Dataset entries
PR #532, opened 2021-02-24
Update WeBWorK to use MathJax version 3.

drgrice1:
See  https://github.com/openwebwork/webwork2/pull/1215

### DIFF
--- a/macros/PG.pl
+++ b/macros/PG.pl
@@ -76,39 +76,7 @@ sub DOCUMENT {
 	#use strict;
 	#FIXME
 	# load java script needed for displayModes
-	if ($envir{displayMode} eq 'HTML_MathJax') {
-		TEXT(
-			qq?<script type="text/javascript">
-				if (!window.MathJax) 
-				{
-					window.MathJax = {
-						tex: {
-							autoload: {
-								color: [],
-								colorV2: ['color']
-							},
-							packages: {'[+]': ['noerrors']}
-						},
-						loader: {
-							load: ['input/asciimath', '[tex]/noerrors']
-						},
-						startup: {
-							ready: function() {
-								var AM = MathJax.InputJax.AsciiMath.AM;
-								for (var i = 0; i < AM.symbols.length; i++) {
-									if (AM.symbols[i].input == '**') {
-										AM.symbols[i] = {
-											input: "**", tag: "msup", output: "^", tex: null, ttype: AM.TOKEN.INFIX
-										};
-									}
-								}
-								return MathJax.startup.defaultReady()
-							}
-						}
-					};
-				}
-				</script>?."\n");
-	} elsif ($envir{displayMode} eq 'HTML_jsMath') {
+	if ($envir{displayMode} eq 'HTML_jsMath') {
 		my $prefix = "";
 		if (!$envir{jsMath}{reportMissingFonts}) {
 			$prefix .= '<script>noFontMessage = 1</script>'."\n";
--- a/macros/PG.pl
+++ b/macros/PG.pl
@@ -77,27 +77,38 @@ sub DOCUMENT {
 	#FIXME
 	# load java script needed for displayModes
 	if ($envir{displayMode} eq 'HTML_MathJax') {
-		##
-		# The following is used to prevent MathJax from being loaded more than one on a page. (Happened in WW3 library browser)
-		#
-		# If there are any errors replace the line starting "window.MathJax" with the string in $loadScript.
-		#
-	    TEXT(
-		 qq?<script type="text/x-mathjax-config">
-                  MathJax.Hub.Config({
-                     MathMenu: {showContext: true}
-                  });
-                  </script>
-				  <script type="text/javascript"> 
-				  if(!window.MathJax) 
-				  (function () {
-  					var script = document.createElement("script");
-  					script.type = "text/javascript";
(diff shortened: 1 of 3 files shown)


macros/PG.pl
```diff
@@ -77,27 +77,38 @@ sub DOCUMENT {
...
+									if (AM.symbols[i].input == '**') {
+										AM.symbols[i] = {
+											input: "**", tag: "msup", output: "^", tex: null, ttype: AM.TOKEN.INFIX
+										};
+									}
+								}
+								return MathJax.startup.defaultReady()
+							}
+						}
+					};
```
dpvc, line 108: Since this configuration gets used in two places (here and in `Instructor/ShowAnswers.pm`), I'm wondering if this could be put into a separate .js file that is loaded here and there rather than repeating the same code.  That way, the code in both places won't get our of sync.

dpvc (approved):

macros/PG.pl
drgrice1: That sounds good.

dpvc: If you do make it a separate file, you may want to load it in the template along with the other scripts, as it needs to come before the script that loads `tex-chtml.js` (otherwise setting `MathJax` here will overwrite the `MathJax` from that file).  So if you use `defer` on loading this file followed by `defer` on loading `tex-chtml.js` (with loading polyfil with `defer` before both), you should be OK.

drgrice1: I didn't add the `defer` attribute to the polyfill javascript.  So that should have it to then?

drgrice1: Would the `async` attribute be better for the polyfill.io script?  That shouldn't need to wait for the DOM content to be loaded.

taniwallach:
@drdrew42 - Note that the change in  https://github.com/openwebwork/pg/pull/532/commits/851410c9adfd80e7d1dca511448eeaccb92ae0f8 will certainly require similar changes in the standalone renderer.

macros/PG.pl
dpvc: I think that might allow it to run out of order.  For example, if polyfill took a long time to get to the page, the since it is allowed to run whenever it arrives, it might be that the `defer` items are run first.  I don't know for sure about that, but I do know that `defer` requires the order to be preserved, while `async` does not.

macros/parserGraphTool.pl
```diff
@@ -524,14 +524,14 @@ sub cmp_preprocess {
...
+		# starts another MathJax math mode that is ended by the atttempts table.  Both of the MathJax elements are
+		# removed by the injected javascript.
 		$ans->{preview_latex_string} = <<"END_ANS";
-</script>
+\\]
 <div id='${ans_name}_student_ans_graphbox' class='graphtool-answer-container'></div>
 <script>
-jQuery("#${ans_name}_student_ans_graphbox").parent().find('span').remove();
-jQuery("#${ans_name}_student_ans_graphbox").parent().find('script[type^="math/tex"]').remove();
+jQuery("#${ans_name}_student_ans_graphbox").parent().find('mjx-container').remove();
```
dpvc, line 534: I don't think you want to remove this container, as some of the the MathJax CSS is tied to this.  It is also what sets the size, adds the MathJax menu, and so on.  Can you tell me what the purpose is?  I think the original removals were for the preview span and the script that contained the original TeX code.  MathJax 3 doesn't include either of those.

drgrice1: The original removal was to remove the preview span and script, as you said, although it wouldn't contain any TeX code.  The result before the javascript acted would have been
```html
<span class="MathJax_Preview">[math]</span><script type="math/tex; mode=display"></script>
<div id='${ans_name}_correct_ans_graphbox' class='graphtool-answer-container'></div>
<script>
jQuery("#${ans_name}_correct_ans_graphbox").parent().find('span').remove();
jQuery("#${ans_name}_correct_ans_graphbox").parent().find('script[type^="math/tex"]').remove();
...
</script>
```
Then the javascript removed the span and type="math/tex" script.  The reason for this was that MathJax created an empty element that added space above the graph.  Furthermore, if you click on the graph it shows the popover twice.

Now the reason for the javascript is much the same.  The result with this pull request before the javascript acts is
```html
\[\]
<div id='${ans_name}_correct_ans_graphbox' class='graphtool-answer-container'></div>
<script>
jQuery("#${ans_name}_correct_ans_graphbox").parent().find('mjx-container').remove();
...
</script>
\[\]
```
With this, MathJax again creates empty elements where both of the `\[\]` occur.  The javacript "attempts" to remove those elements.  The reason is those elements add space above and below the graph, as well as the double popover issue.

The point here is that there is no TeX.  The answers are the javascript graphs.  Yes, my original code and this replacement code are hacks.

Now, when I tested this originally this was working, and the mjx-container elements were removed, but now when I test this those elements are not being removed.  There is probably a race condition occurring between when the MathJax typesetting javascript is run and when this jQuery ready function injected here is run.  So I will need to do something different.  I have a fix that I will commit shortly.  I am going to add a flag to the answer hash that is checked in the attempts table that tells it this is not a TeX preview, so don't add the TeX delimiters.

macros/PG.pl
drgrice1: Okay.  I will leave it on `defer` then.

THE PROBLEM => The lines above, from the start of the records through the one containing "AM = MathJax.InputJax.AsciiMath.AM;", are to be printed exactly, and nothing else is to be included.

PROBLEM SOLUTION =>
PR #532, opened 2021-02-24
Update WeBWorK to use MathJax version 3.

drgrice1:
See  https://github.com/openwebwork/webwork2/pull/1215

### DIFF
--- a/macros/PG.pl
+++ b/macros/PG.pl
@@ -76,39 +76,7 @@ sub DOCUMENT {
 	#use strict;
 	#FIXME
 	# load java script needed for displayModes
-	if ($envir{displayMode} eq 'HTML_MathJax') {
-		TEXT(
-			qq?<script type="text/javascript">
-				if (!window.MathJax) 
-				{
-					window.MathJax = {
-						tex: {
-							autoload: {
-								color: [],
-								colorV2: ['color']
-							},
-							packages: {'[+]': ['noerrors']}
-						},
-						loader: {
-							load: ['input/asciimath', '[tex]/noerrors']
-						},
-						startup: {
-							ready: function() {
-								var AM = MathJax.InputJax.AsciiMath.AM;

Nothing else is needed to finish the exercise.